--- START ---
PR #469, opened 2025-07-22
Add support for reading from a byte-container for cbor and ubjson

Ian-Flury:
- Adds a `ContiguousByteContainer` concept.
- Adds support in the cbor and ubjson read functions for reading from a `ContiguousByteContainer`.
- I'm not sure whether it's better to leave the concepts more generic, or build them as wrappers around the `jsoncons` library's type traits, maybe in `include/thirdparty/jsoncons_config.hpp`.


liuzicheng1987:
@Ian-Flury thanks for your contribution.

PR #476, opened 2025-08-05
Make sure that rfl::Underlying enum behaves as expected; fixes #463

### LINKED ISSUE #463: Json Read rfl::UnderlyingEnum processor is broken
Branch: main

Problem: rfl::UnderlyingEnum Processor in rfl::json::read parses anything you give it.
Compiler: gcc-14 / clang-20

Reproducible example:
--- END ---
In the lines above, find the word "Flury" and copy each line that contains it.

Ian-Flury:
@Ian-Flury thanks for your contribution.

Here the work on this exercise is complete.